Besides these, alpha-granules contain a long list of substances (Table 1) which can be subdivided in proteoglycans, adhesive glycoproteins, hemostatic factors, cellular mitogens, protease inhibitors, and miscellaneous other molecules (Rendu and Brohard-Bohn, 2001). Platelet proteomic approaches have tried to assess all proteins present in platelets (Maguire and Fitzgerald, 2003; McRedmond et al., 2004). Proteomics of the products of activated platelets have revealed more than 300 proteins (Maguire et al., 2002; Coppinger et al., 2004) which are mostly secreted in alpha-granules. Most of these proteins are present in only small quantities. Large electrophysiologic effects would therefore likely be mediated through membrane channels on cardiomyocytes.
Platelet lysosomes contain “clearing factors” that breakdown the platelet clot: acid proteases and glycohydrolases. These lysosomal products have no known effect on cardiomyocytes. Breakdown products of platelet clots could potentially be arrhythmogenic, however a review on the incidence of early ventricular arrhythmias after thrombolytic therapy did not show evidence for increased early arrhythmias (Solomon et al., 1993).
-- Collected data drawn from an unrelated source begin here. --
PR #372, opened 2022-09-21
Add XLM-RoBERTa

abheesht17:


keras_nlp/models/roberta.py
```diff
@@ -170,6 +171,184 @@ def get_config(self):
...
 
 
+class RobertaMultiSegmentPacker(keras.layers.Layer):
+    """Packs multiple sequences into a single fixed width model input.
+
+    This layer packs multiple input sequences into a single fixed width sequence
+    containing start and end delimiters, forming a dense input suitable for a
+    classification task for RoBERTa.
+
+    TODO(abheesht17): This is a temporary, unexported layer until we find a way
```
mattdangerw, line 181: Since we aren't exporting this, we can can probably cut the docstring way down and just leave the TODO above as a comment.

keras_nlp/models/roberta.py
```diff
@@ -170,6 +171,184 @@ def get_config(self):
...
+                "sequence_length": self.sequence_length,
+                "start_value": self.start_value,
+                "end_value": self.end_value,
+                "pad_value": self.pad_value,
+                "truncate": self.truncate,
+            }
+        )
+        return config
+
+    def _sanitize_inputs(self, inputs):
```
mattdangerw, line 257: I don't think most of sanitize_inputs and convert_dense are not needed, as we control the inputs to this function from the tokenizer. We know we are going to have a rank 1 or 2 ragged input right?

keras_nlp/models/roberta.py
```diff
@@ -170,6 +171,184 @@ def get_config(self):
         return config
 
 
+class RobertaMultiSegmentPacker(keras.layers.Layer):
```
mattdangerw, line 174: Is this in roberta because the same exact padding and packing will get used for Roberta just with the bpe tokenizer?

keras_nlp/models/roberta.py
```diff
@@ -170,6 +171,184 @@ def get_config(self):
...
+            ).trim(inputs)
+        else:
+            raise ValueError("Unsupported truncate: %s" % self.truncate)
+
+    def _combine_inputs(self, segments):
+        """Combine inputs with start and end values added."""
+        dtype = segments[0].dtype
+        batch_size = segments[0].nrows()
+
+        start_value = tf.convert_to_tensor(self.start_value, dtype=dtype)
```
mattdangerw, line 306: seems like this could look simpler, something like

```
start_value = tf.convert_to_tensor(self.start_value, dtype=dtype)
end_value = tf.convert_to_tensor(self.end_value, dtype=dtype)
start_col = tf.fill((batch_size, 1), start_value)
end_col = tf.fill((batch_size, 1), end_value)

segments_to_combine = []
for i, seg in enumerate(segments):
  segments_to_combine.append(start_col if i == 0 else end_col)
  segments_to_combine.append(seg)
  segments_to_combine.append(end_col)
```

keras_nlp/models/xlm_roberta.py
```diff
@@ -0,0 +1,302 @@
...
+class XLMRobertaCustom(roberta.RobertaCustom):
+    """XLM-RoBERTa encoder with a customizable set of hyperparameters.
+
+    This network implements a bi-directional Transformer-based encoder as
+    described in
+    ["Unsupervised Cross-lingual Representation Learning at Scale"](https://arxiv.org/abs/1911.02116).
+    It includes the embedding lookups and transformer layers, but does not
+    include the masked language modeling head used during pretraining.
+
+    This class gives a fully configurable XLM-R model with any number of
```
mattdangerw, line 33: Should we actually note that the graph here is the exact same as Roberta?

keras_nlp/models/xlm_roberta.py
```diff
@@ -0,0 +1,302 @@
...
+
+
+PREPROCESSOR_DOCSTRING = """XLM-RoBERTa preprocessor with pretrained vocabularies.
+
+This preprocessing layer will do three things:
+
+ - Tokenize any number of inputs using a
+   `keras_nlp.tokenizers.SentencePieceTokenizer`.
+ - Pack the inputs together using a
+   `keras_nlp.models.roberta.RobertaMultiSegmentPacker` with the appropriate
```
mattdangerw, line 86: Don't mention this symbol as I don't think we should expose it.

Pack the inputs together with the appropriate `"<s>"`, `"</s>"` and `"<pad>"` tokens.

keras_nlp/models/xlm_roberta.py
```diff
@@ -0,0 +1,302 @@
...
+   `"<s>"`, `"</s>"` and `"<pad>"` tokens, i.e., adding a single `<s>` at the
+   start of the entire sequence, `[</s>, </s>]` at the end of each segment,
+   save the last and a `</s>` at the end of the entire sequence.
+ - Construct a dictionary of with keys `"token_ids"`, `"padding_mask"`, that can
+   be passed directly to a XLM-RoBERTa model.
+
+The original fairseq implementation implements a very hacky solution to
```
mattdangerw, line 93: I would say this more concisely...

Note the the original fairseq implementation modifies the indices of the sentencepiece tokenizer
output. To preserve vocab compatibility, we make the same change. Keep this in mind if generating
your own vocabulary for tokenization.

keras_nlp/models/xlm_roberta.py
```diff
@@ -0,0 +1,302 @@
...
+
+This layer will accept either a tuple of (possibly batched) inputs, or a single
+input tensor. If a single tensor is passed, it will be packed equivalently to
+a tuple with a single element.
+
+The SentencePiece tokenizer can be accessed via the `tokenizer` property on this
+layer, and can be used directly for custom packing on inputs.
+
+Args:
+    spm_proto: Either a `string` path to a SentencePiece proto file, or a
```
mattdangerw, line 115: I think just `proto`.

mattdangerw (changes requested):
Nice work! Left some initial comments. Thanks for tracking down all the preprocessing madness :)

keras_nlp/models/roberta/roberta_preprocessing.py
```diff
@@ -0,0 +1,140 @@
...
+        for i, seg in enumerate(segments):
+            segments_to_combine.append(start_column if i == 0 else end_column)
+            segments_to_combine.append(seg)
+            segments_to_combine.append(end_column)
+
+        token_ids = tf.concat(segments_to_combine, 1)
+        return token_ids
+
+    def call(self, inputs):
+        if not isinstance(inputs, (list, tuple)):
```
mattdangerw, line 118: i don't think we need this, because we aren't exposing this standalone, and the preprocessor layer has the same check

keras_nlp/models/roberta/roberta_preprocessing.py
```diff
@@ -0,0 +1,140 @@
...
+            inputs = [inputs]
+
+        # If rank 1, add a batch dim.
+        rank_1 = inputs[0].shape.rank == 1
+        if rank_1:
+            for i, x in enumerate(inputs):
```
mattdangerw, line 124: can we avoid the enumerate?
`inputs = [tf.RaggedTensor.from_tensor(x[tf.newaxis, :]) for x in inputs]`

or define `to_ragged` fn and keep the list comprehension. more readable without the inline replace.

keras_nlp/models/xlm_roberta/xlm_roberta_models.py
```diff
@@ -0,0 +1,228 @@
...
+    input_data = {
+        "token_ids": tf.random.uniform(
+            shape=(1, 12), dtype=tf.int64, maxval=50265),
+        "padding_mask": tf.constant(
+            [1, 1, 1, 1, 1, 1, 1, 1, 1, 1, 0, 0], shape=(1, 12)),
+    }
+    output = model(input_data)
+    ```
+    """
+
```
mattdangerw, line 120: remove newline

keras_nlp/models/xlm_roberta/xlm_roberta_models.py
```diff
@@ -0,0 +1,228 @@
...
+    pass
+
+
+MODEL_DOCSTRING = """XLM-RoBERTa "{type}" architecture.
+
+    This network implements a bi-directional Transformer-based encoder as
```
mattdangerw, line 126: remove the indent here? I don't think we need it

keras_nlp/models/xlm_roberta/xlm_roberta_models.py
```diff
@@ -0,0 +1,228 @@
...
+            shape=(1, 512), dtype=tf.int64, maxval=model.vocabulary_size),
+        "padding_mask": tf.ones((1, 512)),
+    }}
+    output = model(input_data)
+    ```
+"""
+
+
+def XLMRobertaBase(
+    weights="xlm_roberta_base", vocabulary_size=None, name=None, trainable=True
```
mattdangerw, line 157: I think as part of removing the checkpoints, we should default `weights` to `None`, right? Otherwise these will error out.

We can being back the default when we add the checkpoints.

keras_nlp/models/xlm_roberta/xlm_roberta_models.py
```diff
@@ -0,0 +1,228 @@
...
+    )
+
+    if weights:
+        model.load_weights(weights)
+
+    return model
+
+
+def XLMRobertaLarge(
+    weights="xlm_roberta_large", vocabulary_size=None, name=None, trainable=True
```
mattdangerw, line 182: add trailing comma for this and base so it formats on multiple lines.

keras_nlp/models/xlm_roberta/xlm_roberta_preprocessing.py
```diff
@@ -0,0 +1,199 @@
...
+
+        def _tokenize(x):
+            tokenized = self.tokenizer(x)
+            dtype = tokenized.dtype
+
+            # In the official SPM proto file, `[unk]`'s ID is 0. Replace that
+            # with 2. This will be changed to 3 (`[unk]`'s ID is 3 in the
+            # official implementation) after adding by 1.
+            tokenized = tf.where(
+                tf.equal(tokenized, tf.constant(0, dtype=dtype)),
```
mattdangerw, line 179: will tf not automatically convert `0` correctly? that's unfortunate if so

keras_nlp/models/xlm_roberta/xlm_roberta_preprocessing.py
```diff
@@ -0,0 +1,199 @@
...
+                tf.constant(2, dtype=dtype),
```
mattdangerw, line 180: same here, can you just pass `2`

mattdangerw (approved):
Looks good. Everything minor beside the comment to remove the default for `weights` until we add checkpoints back.

keras_nlp/models/xlm_roberta/xlm_roberta_models.py
abheesht17: Ah, I think `black` adds this newline.

keras_nlp/models/xlm_roberta/xlm_roberta_preprocessing.py
abheesht17: Ohh, does it? I've faced some issues in the past...so, thought I had to typecast them. Will test it without typecasting

abheesht17: Cool, it worked without typecasting!

mattdangerw (approved):
Awesome thank you! This LGTM.

mattdangerw:
Thank you!

Issue #365, opened 2022-09-16
Reorganize model code into folders


jbischof:
As we add more functionality per model, our `models` directory will be easier to read with more structure. Instead of long filenames in a flat structure like this:
```
models/
   __init__.py
   bert.py
   bert_tasks.py
   bert_vocabularies.json
   bert_checkpoints.json
```

We could have short filenames in a nested structure:
```
models/
   __init__.py
   bert/
      __init__.py
      model.py
      tasks.py
      vocabularies.json
      checkpoints.json
```

mattdangerw:
I agree that having a nested directory structure is nice!

It seems like we could try to optimize our file structure around pieces that can be updated separately by different contributors. Preprocessing and graph code comes to mind here. Should we split files there?

Re-short names, I actually prefer the model name in the title, because it allows for better quick lookup of files in IDEs and filter searching my filename. Same reason we avoid `utils.py`. But that's a minor point.

Re-json, I think we are probably better off going with python files containing json like data structures. The main advantage to python is better integration with keras.io. Our documentation rendering is pretty heavily reliant on the ability to traverse python symbols. What is the advantage to json over an equivalently named and structured python file?

jbischof:
Thanks for the feedback @mattdangerw. I think if we're unsure about json and short names I'd put this at lower priority. I'll keep the issue open for now so we can revisit.

mattdangerw:
Short names is potato, potahto, I would say. Let's just choose one and roll with it.

Json vs python I think is one of those places where in Keras as a whole we would favor python, and it would integrate better with our tooling. I don't see the pro for having a json vs an equivalently structured standalone python file. That point might be worth quickly touching on in a meeting sometime.

mattdangerw:
Could we consider something like...

```
__init__.py
bert_metadata.py.  # URLs to checkpoints and checkpoint metadata.
bert_models.py.  # Backbones.
bert_preprocessing.py. # Preprocessing layers.
bert_tasks.py  # Head wrappers.
```

I'm trying to basically split along lines of independent work here to the degree we can.
 * Allows graph code to come in separate from preprocessing code (this has already happened for us a few times).
 * Code for providing heads can come in later on top.
 * Checkpoints and vocabs can come in later on top (though it will inevitably hit all these files I think).

jbischof:
This seems similar to the original proposal but with long names. 

* Won't checkpoints and vocabs go in `bert_metadata.py` as described in your comment?
[...]

PR #376, opened 2022-09-21
Update BERT model file structure

mattdangerw:
This PR is just moving file structure and imports for BERT.

There are some code changes that should follow this up, but wanted to keep this purely organizational.

https://github.com/keras-team/keras-nlp/issues/365


keras_nlp/models/__init__.py
```diff
@@ -12,14 +12,14 @@
...
 
-from keras_nlp.models.bert import BertBase
-from keras_nlp.models.bert import BertCustom
-from keras_nlp.models.bert import BertLarge
-from keras_nlp.models.bert import BertMedium
-from keras_nlp.models.bert import BertPreprocessor
-from keras_nlp.models.bert import BertSmall
-from keras_nlp.models.bert import BertTiny
-from keras_nlp.models.bert_tasks import BertClassifier
+from keras_nlp.models.bert.bert_models import BertBase
```
jbischof, line 15: Why change these symbols? I thought we are just reshuffling files behind the scenes

keras_nlp/models/bert/__init__.py
```diff
@@ -0,0 +1,22 @@
+# Copyright 2022 The KerasNLP Authors
```
jbischof, line 1: Do we need this file?

keras_nlp/network_tests/test_load_ckpts.py
```diff
@@ -16,20 +16,18 @@
...
 
 
 @pytest.mark.slow
 class BertCkptTest(tf.test.TestCase):
     def test_load_bert(self):
-        for checkpoint in bert_checkpoints:
-            bert_variant = bert_checkpoints[checkpoint]["model"]
-            bert_class = bert_model_class_by_name(bert_variant)
+        for checkpoint in bert_checkpoints.checkpoints:
+            bert_variant = bert_checkpoints.checkpoints[checkpoint]["model"]
```
jbischof, line 29: A little clunky but perhaps inevitable

keras_nlp/models/bert/__init__.py
mattdangerw: Well in a strict sense, yes, I think every directory should have an `__init__.py`. But I will make this empty.

We should have some discussion about whether we want a `keras.models.bert` documented namespace. But let's not solve any of that here. Code organization only!

keras_nlp/network_tests/test_load_ckpts.py
mattdangerw: We could consider just wrapping all the direct structs with some sort of readable function names (unexposed to user).

`bert_checkpoints.list_checkpoints_for_arch()` or `bert_checkpoints.get_checkpoint("bert_based_uncase_en")`.

But definitely not on this PR. And probably after we resolve a little more on the config specification questions.

jbischof (approved):
Looks good, thanks!

PR #386, opened 2022-10-11
Stop running CI on Windows

mattdangerw:
Windows nightlies have been broken for a few days now.

Probably related, core Tensorflow is dropping native Windows support for anything but tensorflow-cpu (which we don't install by default) as of the upcoming tf release (2.11).

Both core tensorflow and our development guide recommend WSL2.

I think the simplest solution here is to stop running windows CI and continue recommending WSL2 for running on windows.

### DIFF
--- a/.github/workflows/actions.yml
+++ b/.github/workflows/actions.yml
@@ -8,10 +8,7 @@ on:
 jobs:
   build:
     name: Run tests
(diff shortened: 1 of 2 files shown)


chenmoneygithub (approved):

jbischof (approved):
Thanks!

PR #1334, opened 2023-11-29
Fix whisper tokenizer saving

mattdangerw:


nkovela1 (approved):
We should revisit this in the future (for the audio preprocessor), but LGTM for now!

PR #1335, opened 2023-11-29
Use set comparison for assets

mattdangerw:
We were relying on the order of `os.listdir` previously, which is not fixed I believe.

https://github.com/keras-team/keras-nlp/pull/1333/checks?check_run_id=19158555913


nkovela1 (approved):
Ah yes, removing the order dependency for this check is great! Thanks, LGTM!

Issue #409, opened 2022-10-21
Add unit tests not requiring remote vocab/merges to BPE tokenizer


chenmoneygithub:
Current [unit tests](https://github.com/keras-team/keras-nlp/blob/master/keras_nlp/tokenizers/byte_pair_tokenizer_test.py) depends on real vocab/merges used in RoBERTa model. We should figure out how to do testing with local vocab/merges.

Note that it is a bit complex to use local vocab/merges to reach a good testing coverage, because BPE merges rule cannot be in arbitrary order. Also to reach a high testing coverage, e.g., testing CJK characters, the merge list can become long.

Nikhilyammani007:
Hey everyone! I'd love to take this one on. 

My thought process is to get rid of the `keras.utils.get_file` calls in `byte_pair_tokenizer_test.py` so the tests don't have to reach out to the internet to grab the `roberta_base` vocab. 

Instead, I'll generate a tiny, dummy vocabulary and a small merges list that just covers the exact strings we're already testing (including the CJK characters and whitespaces so we don't lose coverage). 

I can pass this dummy vocab directly as a Python `dict` into the `BytePairTokenizer` in the `setUp` method, and then I'll just update the hardcoded token IDs in the assertions to match. I'll also leave one test using `tempfile` just to make sure the tokenizer's file-loading logic is still being tested.

PR #1336, opened 2023-11-29
Fix a failing byte pair tokenizer test

mattdangerw:
Now that vocab and merges are not config (they are assets state), we need to remember to copy them over when cloning a tokenizer.

This failure is only showing up on GPU testing because of https://github.com/keras-team/keras-nlp/issues/409


nkovela1 (approved):
LGTM!

PR #1339, opened 2023-11-30
Fix t5 tokenizer presets

mattdangerw:


nkovela1 (approved):
Fix the code format, otherwise LGTM!

PR #1342, opened 2023-12-02
Let kagglehub select latest version

mattdangerw:
This is a newly minted feature in kagglehub.

We should probably add a unit test for this, but probably after our models are actually uploaded the hub. Tested with my own custom model for now.


nkovela1:
There appears to be a TF test timeout here, not sure what the cause is.

PR #1345, opened 2023-12-05
Switch our presets to their final kaggle location

mattdangerw:
This won't actually run yet, because we need some update to our kaggle uploads, and some updates to our test setup to be able to read from Kaggle. Leaving as a draft until it's ready.


nkovela1 (approved):
This looks good! Great work, Matt. Approved.

PR #1346, opened 2023-12-05
Use the proper title for example

Philmod:
Otherwise it won't be rendered correctly by the [`TFKerasDocumentationGenerator`](https://github.com/keras-team/keras-io/blob/fc340b9989cdf17fba44e66efa22758afad39b87/scripts/docstrings.py#L27-L28)

Same idea as https://github.com/keras-team/keras-cv/pull/2109


mattdangerw (approved):
Thanks! Looks good

PR #1347, opened 2023-12-06
Update conversion script

mattdangerw:
Fixes names, and avoids running on import.


nkovela1 (approved):
This is great as well! I'll try to reference this when changing the CV script as well

PR #1348, opened 2023-12-06
Fix t5 tokenizer expected output

mattdangerw:
I am not exactly sure how this was ever working

We had copied the bert output, t5 has a different tokenizer.


nkovela1 (approved):
Good catch, I think it didn't show up in our CI because it was marked large. LGTM!

PR #1353, opened 2023-12-07
Add a hacky fix for TF 2.13 and 2.14 weights.h5 loading

mattdangerw:
We have a bug where weights.h5 for a functional model will read and write to the wrong paths in TF 2.13 and 2.14. We can work around this for these versions (while thankfully needing none of this for Keras 3).

### DIFF
--- a/keras_nlp/utils/preset_utils.py
+++ b/keras_nlp/utils/preset_utils.py
@@ -13,6 +13,7 @@
 # limitations under the License.
 
 import datetime
+import inspect
 import json
 import os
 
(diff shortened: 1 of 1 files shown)


nkovela1 (approved):
LGTM! We should add tests for this in the future, thanks!

mattdangerw:
> We should add tests for this in the future, thanks!

Agreed, the best way to test this would be to run our large testing on the oldest version of tf we care about (2.13 probably). Maybe once we get our new GPU testing setup we can add this.

PR #1354, opened 2023-12-07
Another fix for saving on Keras 2

mattdangerw:
This we would also catch if we were running our large testing on 2.13 or 2.14. Tensorflow will turn all dictionary attributes on a layer into "trackable dicts." Python does not know how to save these, so we need to cast our byte pair vocabulary to a dict before writing the json.


nkovela1 (approved):
LGTM!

Several dense granule products have been shown to have effects on coronary smooth muscle cells that mediate coronary constriction. ATP, UTP, and ADP can mediate prostacyclin and nitric-oxide release by interaction with the P2Y receptors on endothelial cells (da Silva et al., 2009). Serotonin injected in coronary arteries of angina patients leads to intense coronary constriction (McFadden et al., 1991), probably mediated by vascular 5-HT1B and 5-HT2A receptors (Kaumann and Levy, 2006). Like serotonin, histamine is another strong vasoconstrictor. In patients with variant angina, histamine could induce coronary spasm in 47% of subjects in one study (Kaski et al., 1986). Thrombus-released vasoconstrictive substances could reduce coronary perfusion and thereby increase local ischemia and reduce blood supply by collateral vessels. Ischemia due to coronary spasm in the absence of severe atherosclerosis has been described as a cause of VF (Seniuk et al., 2002; Al-Sayegh et al., 2007; Hung et al., 2007; Hendriks et al., 2008; Sanna et al., 2009; Sansone et al., 2009).
Increased endothelial permeability during myocardial infarction can facilitate leakage of platelet products from the coronary lumen to epicardial myocytes. Increased endothelial permeability could be induced by platelet products or by ischemia. Indeed in a rat model of cerebral ischemia, thrombin injection induced vascular disruption, and increased permeability (Chen et al., 2010). In another study, platelet activating factor (PAF) greatly increased coronary permeability by the inhibition of endogeneous NO synthesis (Filep et al., 1993). And, in a hamster model, PAF increased permeability of the microvasculature of the cheek pouch (Ramírez et al., 1995). Also, serotonin has been shown to increase vascular permeability in different animal models (Clerck et al., 1984).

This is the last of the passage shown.